The station was relaunched in April 2006. Its headquarters were relocated from Guildford to Brighton, and the station was referred to on air as "The New Sound of Sussex and Surrey". Four of the presenters, Bill Buckley, John Radford, Ed Douglas and Dominic Busby left the station shortly before the relaunch of 2006. Three presenters were recruited and started broadcasting on the station on 3 April 2006, the day of the relaunch: Gordon Astley was taken on to present daily shows, just as he had done in the 1990s; Fred Marden was recruited to present the Surrey breakfast show; and one-time Radio Sussex sports reporter Richard Lindfield also rejoined. By early February 2009, all three had left the station and the designation "The New Sound of Sussex and Surrey" was no longer being used on air by presenters.

==BBC Sussex and BBC Surrey relaunch==
BBC SCR became BBC Sussex and BBC Surrey on 30 March 2009. Though the two stations broadcast on different frequencies, the infrastructure and management teams remained unaffected.

==Brighton Festival and Fringe==
Increasingly, in its latter years, BBC SCR worked to provide extensive and interactive coverage of the Brighton Festival and Fringe. Aside from dedicating a daily hour-long show to Brighton's festivals, it also provided in-depth internet coverage, including reviews, features and video clips.

==Split programming==
From September 1997, there were separate news services for Sussex and Surrey, and separate breakfast shows for both counties, using a split frequency system. Until the April 2006 changes, a separate service for Brighton, Hove and Worthing was also provided.
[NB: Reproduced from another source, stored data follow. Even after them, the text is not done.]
PR #1707, opened 2024-09-12
c# client generate

lcodes:
Rust side generating module bindings for https://github.com/clockworklabs/com.clockworklabs.spacetimedbsdk/pull/131


RReverser:
> @[lcodes](https://github.com/lcodes) lcodes requested a review from [RReverser](https://github.com/RReverser) [18 minutes ago](https://github.com/clockworklabs/SpacetimeDB/pull/1707#event-14276822043)

FWIW I'm going to review this one in more detail after the runtime counterpart.

crates/bindings-csharp/Codegen.Tests/fixtures/diag/snapshots/ExtraCompilationErrors.verified.txt
```diff
@@ -552,12 +552,60 @@ public readonly struct TestTableTaggedEnum : SpacetimeDB.Internal.ITableView<Tes
...
+      ]
     }
-    public IEnumerable<global::TestTableTaggedEnum> Iter() => SpacetimeDB.Internal.ITableView<TestTableTaggedEnum, global::TestTableTaggedEnum>.Iter();
+  },
+  {/*
+    public ulong Count => SpacetimeDB.Internal.ITableView<TestTableTaggedEnum, global::TestTableTaggedEnum>.DoCount();
+    public IEnumerable<global::TestTableTaggedEnum> Iter() => SpacetimeDB.Internal.ITableView<TestTableTaggedEnum, global::TestTableTaggedEnum>.DoIter();
                                                                                                                    ^^^^^^^^^^^^^^^^^^^^^^^^^^^
-    public global::TestTableTaggedEnum Insert(global::TestTableTaggedEnum row) => SpacetimeDB.Internal.ITableView<TestTableTaggedEnum, global::TestTableTaggedEnum>.Insert(row);
+    public IEnumerable<global::TestTableTaggedEnum> Query(System.Linq.Expressions.Expression<Func<global::TestTableTaggedEnum, bool>> predicate) => SpacetimeDB.Internal.ITableView<TestTableTaggedEnum, global::TestTableTaggedEnum>.DoQuery(predicate);
```
RReverser, line 606: FWIW we removed the server-side `Query` API, so it's not necessary on client-side either anymore. Feel free to either make it private, or remove altogether, whichever is easier.

crates/bindings-csharp/Runtime/Attrs.cs
```diff
@@ -51,6 +51,17 @@ public sealed class TableAttribute : Attribute
...
     }
 
+    public static class Index {
+        [AttributeUsage(AttributeTargets.Struct | AttributeTargets.Class, AllowMultiple = true)]
+        public sealed class BTreeAttribute : Attribute {
+            public string? Table { get; init; }
+
+            public string? Name { get; init; }
+
+            public string[] Columns { get; init; } = [];
```
RReverser, line 61:
```suggestion
            public required string[] Columns { get; init; };
```

IIUC, index without columns is never useful, so let's use the neat `required` feature to make sure that user always specifies columns.

crates/bindings-csharp/Runtime/Internal/Bounds.cs
```diff
@@ -0,0 +1,305 @@
...
+    where URW : struct, IReadWrite<U>
+    where VRW : struct, IReadWrite<V>
+    where WRW : struct, IReadWrite<W>
+    where XRW : struct, IReadWrite<X>
+    where YRW : struct, IReadWrite<Y>
+    where ZRW : struct, IReadWrite<Z>
+    where ARW : struct, IReadWrite<A>
+    where BRW : struct, IReadWrite<B>
+    where CRW : struct, IReadWrite<C> {
+    public ushort PrefixElems => 9;
```
RReverser, line 282: Oh my god. This is getting out of hand 😅

I suppose we can fix it later though.

crates/bindings-csharp/Runtime/Internal/FFI.cs
```diff
@@ -165,6 +177,26 @@ ref uint buffer_len
...
+    public static partial CheckedStatus datastore_insert_bsatn(
+        TableId table_id,
+        Span<byte> row,
+        ref uint row_len
+    );
+
+    [LibraryImport(StdbNamespace)]
+    public static unsafe partial CheckedStatus datastore_delete_by_btree_scan_bsatn(
+        IndexId index_id,
+        byte* prefix,
```
RReverser, line 190: Use `byte[]` or `Span` or `ReadonlySpan` for safety. Then you won't need those manual `fixed (...)` wrappers on the consumption side.

crates/bindings-csharp/Runtime/Internal/FFI.cs
```diff
@@ -174,13 +206,28 @@ out uint out_
     );
 
     [LibraryImport(StdbNamespace)]
-    public static partial void volatile_nonatomic_schedule_immediate(
-        [In] byte[] name,
-        uint name_len,
-        [In] byte[] args,
-        uint args_len
+    public static partial Errno bytes_source_read(
```
RReverser, line 209: Why were those moved around? It makes diff harder to read.

crates/bindings-csharp/Runtime/Internal/IIndex.cs
```diff
@@ -0,0 +1,106 @@
...
+        w.Write(0); bsatn.Write(w, key); // inclusive rstart
+        idx = (uint)s.Length;
+        w.Write(0); bsatn.Write(w, key); // inclusive rend
+        end = (uint)s.Length;
+        return s.ToArray();
+    }
+
+    private class RawTableIter(T key, RW bsatn) : ITable<Row>.RawTableIterBase {
+        protected override unsafe void IterStart(out FFI.RowIter handle) {
+            fixed (byte* bytes = Params(key, bsatn, out var idx, out var end)) {
```
RReverser, line 36: See above, we should never have to write those unsafe wrappers ourselves. Marshalling takes care of it as long as we specify correct types.

crates/bindings-csharp/Runtime/Internal/IIndex.cs
```diff
@@ -0,0 +1,106 @@
...
+
+public interface IUniqueIndex<View, Row, T, RW> : IIndex<View>
+    where View : IUniqueIndex<View, Row, T, RW>
+    where Row : ITable<Row>, new()
+    where RW : BSATN.IReadWrite<T>
+{
+    private static byte[] Params(T key, RW bsatn, out uint idx, out uint end) {
+        using var s = new MemoryStream();
+        using var w = new BinaryWriter(s);
+        w.Write(0); bsatn.Write(w, key); // inclusive rstart
```
RReverser, line 27: These are kinda dangerous, I don't like relying on inference to ensure that `Write(0)` will result in the correct integer type.

Can we use a `const` with explicit type? That would also help readability to clarify what this zero represents.

crates/bindings-csharp/Runtime/Internal/FFI.cs
lcodes: There's no way to offset the buffer otherwise; this mirrors the rust side doing one allocation for the prefix/rstart/rend and then indexing into it.

crates/bindings-csharp/Runtime/Internal/FFI.cs
lcodes: Ah my bad, I made them in the same order as the wasm proposal to make it easier to see if they were all present

crates/bindings-csharp/Runtime/Internal/FFI.cs
RReverser: > no way to offset the buffer otherwise

You should be able to do that on Span with simple range indexing.

crates/bindings-csharp/Codegen/Module.cs
```diff
@@ -716,6 +716,7 @@ public void Initialize(IncrementalGeneratorInitializationContext context)
                     $$"""
                     // <auto-generated />
                     #nullable enable
+                    #pragma warning disable CS8981
```
RReverser, line 719: Do we really need to do this in _all_ generated code? I'd say let's disable it in our own test projects, user projects usually shouldn't need it.

crates/bindings-csharp/Runtime/Internal/Bounds.cs
lcodes: yeah hehe

crates/bindings-csharp/Codegen/Module.cs
lcodes: Ah there could be points made for both directions;

ie reducers being callable from the cmdline there's a point to name them in snake_case, and it fits the naming convention of tables too.

But you're also right it opens the door for non-idiomatic C# names to make it through. I'm fine with either solutions.

RReverser:
@lcodes `AddPlayerArgsStruct` and such are different from naming in Phoebe's and your own proposal (https://github.com/clockworklabs/SpacetimeDBPrivate/pull/949).

I always wanted to remove that `ArgsStruct` suffix too, but was punting off as it would be a breaking change, but now we have a perfect excuse for breaking changes - it's in the spec!

RReverser:
In a scenario like this:

```cs
internal static partial class Outer
{
    [SpacetimeDB.Table]
    public partial struct InnerTable
    {
        public string Name;
    }
}
```

we will currently generate an ITableView implementation with `public` visibility, which will result in

```
   Assert.Empty() Failure: Collection was not empty
Collection: [SpacetimeDB.Codegen\SpacetimeDB.Codegen.Module\FFI.cs(142,50): error CS0050: Inconsistent accessibility: return type 'IEnumerable<Outer.InnerTable>' is less accessible than method 'InnerTable.Iter()', SpacetimeDB.Codegen\SpacetimeDB.Codegen.Module\FFI.cs(143,37): error CS0050: Inconsistent accessibility: return type 'Outer.InnerTable' is less accessible than method 'InnerTable.Insert(Outer.InnerTable)', SpacetimeDB.Codegen\SpacetimeDB.Codegen.Module\FFI.cs(143,37): error CS0051: Inconsistent accessibility: parameter type 'Outer.InnerTable' is less accessible than method 'InnerTable.Insert(Outer.InnerTable)', SpacetimeDB.Codegen\SpacetimeDB.Codegen.Module\FFI.cs(144,17): error CS0051: Inconsistent accessibility: parameter type 'Outer.InnerTable' is less accessible than method 'InnerTable.Delete(Outer.InnerTable)']
  Stack Trace:
     at SpacetimeDB.Codegen.Tests.GeneratorSnapshotTests.TypeAndModuleGeneratorsOnServer() in D:\SpacetimeDB\crates\bindings-csharp\Codegen.Tests\Tests.cs:line 152
--- End of stack trace from previous location ---
```

We should instead generate it as an `internal`. I think in the visibility loop you need to take the minimum of any visibility you've seen while traversing up.

RReverser:
Also mentioned this before, but right now `Module.verified.txt` results in couple of `An internal error occurred during codegen: ...` due to usage of exceptions for columns and visibility checks.

Could you please convert those to 2 new diagnostics with location context attached?

crates/bindings-csharp/Runtime/Internal/ITable.cs
```diff
@@ -108,29 +100,27 @@ public IEnumerable<T> Parse()
...
-        protected override void IterStart(out FFI.RowIter handle)
-        {
-            _ = (tableId, colId, value);
-            // Needs to be implemented via datastore_table_scan_bsatn
-            throw new NotImplementedException();
-        }
-    }
-
     // Note: this must be Lazy to ensure that we don't try to get the tableId during startup, before the module is initialized.
     private static readonly Lazy<FFI.TableId> tableId_ =
```
RReverser, line 125: These no longer need to be Lazy. As the comment says, it was necessary only because we used static tables. Converting them to regular properties should make code a bit simpler.

crates/bindings-csharp/Runtime/Internal/FFI.cs
```diff
@@ -229,4 +271,20 @@ internal static class ConsoleTimerIdMarshaller
 
     [LibraryImport(StdbNamespace)]
     public static partial CheckedStatus console_timer_end(ConsoleTimerId stopwatch_id);
+
+    [LibraryImport(StdbNamespace)]
+    public static partial CheckedStatus iter_start_filtered(
```
RReverser, line 276: Looks like a rebase issue. This ABI was removed and shouldn't be used anymore.

crates/bindings-csharp/Runtime/Internal/FFI.cs
```diff
@@ -131,10 +146,25 @@ out RowIter out_
...
+        ColId prefix_elems,
+        ReadOnlySpan<byte> rstart,
+        uint rstart_len,
+        ReadOnlySpan<byte> rend,
+        uint rend_len,
+        out RowIter out_
+    );
+
+    [LibraryImport(StdbNamespace)]
+    public static partial CheckedStatus iter_by_col_eq(
```
RReverser, line 162: This ABI was removed as well and shouldn't be used anymore.

crates/bindings-csharp/Runtime/bindings.c
```diff
@@ -36,44 +37,63 @@ OPAQUE_TYPEDEF(ConsoleTimerId, uint32_t);
...
+        const uint8_t* rstart, uint32_t rstart_len, const uint8_t* rend, uint32_t rend_len, RowIter* iter),
+       (index_id, prefix, prefix_len, prefix_elems, rstart, rstart_len, rend, rend_len, iter));
+IMPORT(Status, iter_by_col_eq,
+       (TableId table_id, ColId col_id, const uint8_t* value,
+        uint32_t value_len, RowIter* iter),
+       (table_id, col_id, value, value_len, iter));
+IMPORT(Status, iter_start_filtered,
+       (TableId table_id, const uint8_t* filter, uint32_t filter_len,
+        RowIter* iter),
+       (table_id, filter, filter_len, iter));
```
RReverser, line 63: Also seems to accidentally re-add removed ABIs.

In general, couldn't you just revert this file (almost) entirely? Looks like all the necessary functions were present already, just shuffled around.

crates/bindings-csharp/Runtime/Internal/FFI.cs
RReverser: Same as with `bindings.c`, maybe worth reverting the reordering here to make it obvious what's actually added and what is an accidental regression.

modules/sdk-test-multi-cs/sdk-test-multi-cs.csproj
```diff
@@ -0,0 +1,22 @@
+﻿<Project Sdk="Microsoft.NET.Sdk">
```
RReverser, line 1: Looks like a rebase artifact, this file should be removed. We don't have any sources in this folder since the multi-column test was moved to Codegen.Tests.

crates/bindings-csharp/Codegen.Tests/fixtures/diag/snapshots/Module#FFI.verified.cs
```diff
@@ -54,63 +55,37 @@ public readonly struct TestAutoIncNotInteger
...
-                    .Update(@this);
+                >.DoInsert(row);
+
+            public bool Delete(global::TestAutoIncNotInteger row) =>
+                SpacetimeDB.Internal.ITableView<
+                    TestAutoIncNotInteger,
+                    global::TestAutoIncNotInteger
+                >.DoDelete(row);
+
+            public UniqueIndex<
```
RReverser, line 82: Nit for the future: we should try and generate table views in separate files.

FFI.cs should be the last resort, just for module definitions and such, where items truly need to be combined together.

Otherwise it makes caching that much worse when we need to recompute and regenerate entire FFI.cs whenever e.g. just one index in one table has changed.

crates/bindings-csharp/Codegen.Tests/fixtures/server/snapshots/Module#MultiTableRow.verified.cs
```diff
@@ -92,18 +94,7 @@ SpacetimeDB.BSATN.ITypeRegistrar registrar
                     Indexes: [],
                     Constraints:
                     [
-                        new(
```
RReverser, line 95: @lcodes This looks like a notable regression. Shouldn't `Foo` still be autoinc in MultiTable2?

crates/bindings-csharp/Codegen.Tests/fixtures/diag/snapshots/Module#TestAutoIncNotInteger.verified.cs
```diff
@@ -59,16 +59,9 @@ SpacetimeDB.BSATN.ITypeRegistrar registrar
                     Constraints:
                     [
                         new(
-                            nameof(SpacetimeDB.Local.TestAutoIncNotInteger),
```
RReverser, line 62: Same here, AutoInc just disappeared for some reason.

crates/bindings-csharp/Codegen/Module.cs
```diff
@@ -716,7 +717,7 @@ public void Initialize(IncrementalGeneratorInitializationContext context)
                     $$"""
                     // <auto-generated />
                     #nullable enable
-                    #pragma warning disable CS8981
+                    #pragma warning disable
```
RReverser: Why do we need this? I'd rather know if generated code is problematic.

jdetter (approved):
I have not done a code review on this but I've tested it against circle game and it works.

A one-hour drivetime programme and Saturday breakfast show for Surrey were introduced at this point - however the Surrey output was now only available to listeners in the west of the county, on 104.6 FM. The 104.0 FM frequency, which covers parts of both East Surrey and the north of West Sussex and previously carried the Surrey programming, was switched to carry the Sussex output. The reasoning behind this was to give listeners in Crawley and East Grinstead a more relevant service, at the expense of those in East Surrey where audience figures have been in decline, but from 16 October 2006, 104.0 FM reverted to the Surrey output. In addition, to reaffirm its commitment to Surrey listeners, the Surrey drivetime programme was increased from one to three hours.
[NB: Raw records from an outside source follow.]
PR #1708, opened 2024-09-13
feat: sql type checking and logical plan

joshua-spacetime:
# Description of Changes

Defines the logical query plan and implements lowering from ast to logical plan which includes variable binding and type checking. DML is still left to do.

None

3

### DIFF
--- a/crates/lib/src/lib.rs
+++ b/crates/lib/src/lib.rs
@@ -379,6 +379,12 @@ pub fn from_hex_pad<R: hex::FromHex<Error = hex::FromHexError>, T: AsRef<[u8]>>(
     hex: T,
 ) -> Result<R, hex::FromHexError> {
     let hex = hex.as_ref();
-    let hex = if hex.starts_with(b"0x") { &hex[2..] } else { hex };
+    let hex = if hex.starts_with(b"0x") {
+        &hex[2..]
+    } else if hex.starts_with(b"X'") {
+        &hex[2..hex.len()]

There were also separate sports shows on Saturday afternoon, allowing listeners in north-east Hampshire and Surrey could listen to live commentaries from the local Conference teams, Aldershot Town, Woking and Crawley Town, whilst listeners in Sussex could listen to Brighton's games.

==Notable on-air staff==

- Gordon Astley
- Simon Bates
- Tommy Boyd
- Bill Buckley
- Giles Dilnot
- JoAnne Good
- Stephen Grant
- Peter Heaton-Jones
- Adrian Love
- John Radford
- Paul Ross

==Top Gear==
On Wednesday 26 April 2006, Top Gear presenters Jeremy Clarkson, James May and Richard Hammond presented the drivetime show from the Brighton studio. The feature was broadcast in the second episode of Series 8 on 14 May 2006.

==Networked and simulcast programming==
Evening programming throughout the week was networked with counterpart BBC local radio stations in the south and south east (namely Radio Solent, Radio Berkshire, Radio Oxford and Radio Kent). During the station's downtime, SCR simulcasted BBC Radio 5 Live programming including Up All Night, Morning Reports and the Stephen Nolan show.